To run this example, use the following steps:

  1. Click Workspaces icon. Workspace in the sidebar of your Databricks workspace to open the workspace browser.

  2. Use the workspace browser to select a directory for the Python modules.

  3. Click Kebab menu icon. in the rightmost column of the selected directory and click Create > File.

  4. Enter a name for the file, for example, clickstream_raw_module.py. The file editor opens. To create a module to read source data into a table, enter the following in the editor window:

    Python
    from dlt import *

    json_path = "/databricks-datasets/wikipedia-datasets/data-001/clickstream/raw-uncompressed-json/2015_2_clickstream.json"
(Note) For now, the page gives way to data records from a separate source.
PR #264, opened 2026-07-23
Add Atlas Cloud remote starter preset

binyangzhu000-sudo:
## Summary
- add Atlas Cloud as an OpenAI-compatible remote starter preset
- default the preset to https://api.atlascloud.ai/v1 and qwen/qwen3.5-flash
- add a focused controller test to keep the preset endpoint and model stable

## Tests
- bun test controller/tests/starter-presets.test.ts
- git diff --check
- git diff --cached --check
- Atlas live model catalog: 374 visible models, confirmed qwen/qwen3.5-flash and deepseek-ai/deepseek-v4-pro

Note: attempted bun install --cwd controller --frozen-lockfile, but this local machine is out of disk space (ENOSPC while extracting tarballs), so full controller install/typecheck could not be run here.


0xSero:
Keeping open for rework. Atlas Cloud is aligned and the intended preset is small, but recreate it from current dev and verify the real keyed onboarding and first-chat surface; static config alone is insufficient.

0xSero:

PR #267, opened 2026-07-26
Compute layer: records-as-lease engines, benchmark-led onboarding, legacy launch core deleted

0xSero:
## What

Three arcs, one direction: replace the controller's tangled engine machinery with a small records-as-lease compute layer, make onboarding benchmark-led, and **delete the legacy core**.

### 1. Compute layer (`controller/src/modules/compute`, ~3.0k incl. bridge)
- **Records are the lease**: one JSON file per instance; `record.devices` IS the GPU hold; state derived (liveness → health → deadline); a 2s supervisor is the only reaper — dropping a record frees its devices by construction.
- Pure `plan()` per engine (vllm/sglang/llamacpp/mlx/exllamav3) with per-engine spelling tables; device selection translated in exactly one place (CUDA/ROCm/XPU env, docker flags).
- Launchers: process (group-reap, /proc start-token ownership) + docker (label-nonce ownership) behind one interface; capability-declaring device probes (NVIDIA/AMD/Apple/Intel + RAM/storage/thermals).
- One `LaunchFailure` union → `toHttp`/`toEvent` (no more substring-matched status codes).

### 2. Legacy core deleted (net −2,615 in controller/src)
`engine-coordinator`, `process-manager`, `process-utilities`, `process-inventory`, `backend-builder`, `launch-state` gone; `gpu-leases` 605 → 262 (store-backed shim, speech untouched); spec argument-builders gone. `compute/bridge.ts` answers the whole legacy surface — `/launch/:recipeId`, `/status`, proxy, metrics, audio, speech — from instance records. Preserved: custom `launch_command` (env-gated), MoE expert-parallel default, `LOCAL_STUDIO_READY_TIMEOUT_MS`, `llama_bin` validation, parser defaults, ps-scan runtime discovery.
**Bonus fixed by design**: models now survive controller restarts (records adopted from disk); ports are bind-probed so a squatting process can never be mistaken for a healthy launch.

### 3. Benchmark-led model picks + onboarding
- `shared/model-recommendations.json` (118 lines, 111 models) materialized from local.ai's measured runs: tested startup commands, sizes, pareto ranks, single-stream median speeds. Regenerate: `scripts/build-model-recommendations.mjs`.
- Dataset never ships to the client — `/api/setup/recommendations` prefilters to 8 display fields for the caller's rig.
- Onboarding: 6 wizard screens → 3 surfaces (Station / Model / Bring-up checklist); state machine untouched.

## Verification
- 78 controller tests + 43 frontend tests; tsc/eslint/knip/jscpd/standards + controller Effect-standards audit all green
- Live e2e on real hardware: legacy `/launch` → status → inference → duplicate-409 → `/evict` through compute with a real llama.cpp model; kill -9 → reaped ≤5s; restart-adoption; two instances sharing unified memory; MLX launch; dev Electron + browser walkthrough of the new onboarding
- Not yet exercised: docker launcher live (no Docker on the dev Mac), vLLM/SGLang real launches (validation rungs 1–3 against pop-os planned before deploy)


0xSero:
Superseded by #268 — this branch descends from the pre-split local lineage, so GitHub's diff dragged in 1,374 divergent-SHA commits whose content is already on main. #268 carries the same 5 new commits cleanly on top of current main.

PR #271, opened 2026-07-27
fix(ui): keep workspace notices clear of the composer

Dixith-dev:
This fixes the controller warning sitting behind the composer in Workbench.

The notice was absolutely positioned at the bottom-right with `z-30`, while the composer uses `z-[100]`. Since both were anchored to the same edge, the composer won the stacking order and hid most of the message.

I moved workspace notices to the top-right, just below the pane toolbar, and kept them above the workspace layers. That keeps the warning visible without covering the input. I also added a small regression test for the positioning.

Tested with:
- `npm run check`
- a packaged and installed dev desktop build
- the controller stopped temporarily to reproduce the warning and verify the final layout


0xSero:
Exact-head npm run check passed and the two-line layout direction is sound. Please rebase onto current dev, let CI run, and replace the source-string regex with a rendered or browser regression proving notices stay below the toolbar and do not overlap the composer.

Dixith-dev:
I’ve addressed this locally: the branch is rebased onto the current `dev`, and I replaced the source-string assertion with a Playwright regression that renders Workbench, forces the controller notice, and checks its real bounding box against the toolbar and composer.

Validation is green:
- `npm run check`
- `npm --prefix frontend run test:e2e:controller` (20 passed)

I’m blocked from updating the PR branch by the pre-push hook. Because this is a force-update after rebasing, the hook validates `old remote head..new head`, which includes 127 upstream `dev` commits. It rejects these two existing upstream commits for uppercase summaries:
- `80c8e04c feat(composer): ChatGPT-style goal mode`
- `f91beaa2 feat(panel): PR tab and Codex-style tab strip`

I haven’t bypassed the hook, so PR #271 is still on the old head. What’s the approved way to publish a rebased fork branch in this situation?

Dixith-dev:
Updated now: the branch is on the current `dev`, the browser layout regression is pushed at `31df4f46`, and the PR is ready for review. `npm run check` passes, and the controller Playwright suite passes all 20 tests. The new CI run is waiting for approval because it comes from a fork: https://github.com/sybil-solutions/local-studio/actions/runs/30954353423

0xSero:
Cherry-picked into #428 (minus the test file — tests are banned in this repo now). The bottom-3/right-3 z-30 layering fix applies as written.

    def create_clickstream_raw_table(spark):
    @table
    def clickstream_raw():
    return (
    spark.read.json(json_path)
    )
  5. To create a module that creates a new table containing prepared data, create a new file in the same directory, enter a name for the file, for example, clickstream_prepared_module.py, and enter the following in the new editor window:

    Python
    from clickstream_raw_module import *
    from dlt import read
    from pyspark.sql.functions import *
    from pyspark.sql.types import *

    def create_clickstream_prepared_table(spark):
    create_clickstream_raw_table(spark)
    @table
    @expect("valid_current_page_title", "current_page_title IS NOT NULL")
    @expect_or_fail("valid_count", "click_count > 0")
    def clickstream_prepared():
    return (
    read("clickstream_raw")
    .withColumn("click_count", expr("CAST(n AS INT)"))
    .withColumnRenamed("curr_title", "current_page_title")
    .withColumnRenamed("prev_title", "previous_page_title")
    .select("current_page_title", "click_count", "previous_page_title")
    )
  6. Next, create a Python file in your pipeline source. From the pipeline editor, choose Plus icon. Add, then tranformation.

  7. Name your file and confirm Python is the default language.

  8. Click Create.

  9. Enter the following example code in the notebook.

    note

    If your notebook imports modules or packages from a workspace files path or a Git folders path different from the notebook directory, you must manually append the path to the files using sys.path.append().

    If you are importing a file from a Git folder, you must prepend /Workspace/ to the path. For example, sys.path.append('/Workspace/...'). Omitting /Workspace/ from the path results in an error.

    If the modules or packages are stored in the same directory as the notebook, you do not need to append the path manually. You also do not need to manually append the path when importing from the root directory of a Git folder because the root directory is automatically appended to the path.

    Python
    import sys, os
    sys.path.append(os.path.abspath('<module-path>'))

    import dlt
    from clickstream_prepared_module import *
    from pyspark.sql.functions import *
    from pyspark.sql.types import *

    create_clickstream_prepared_table(spark)

    @dlt.table(
    comment="A table containing the top pages linking to the Apache Spark page."
    )
    def top_spark_referrers():
    return (
    spark.read.table("catalog_name.schema_name.clickstream_prepared")
    .filter(expr("current_page_title == 'Apache_Spark'"))
    .withColumnRenamed("previous_page_title", "referrer")
    .sort(desc("click_count"))
    .select("referrer", "click_count")
    .limit(10)
    )

    Replace <module-path> with the path to the directory containing the Python modules to import.

  10. To run the pipeline, click Run pipeline.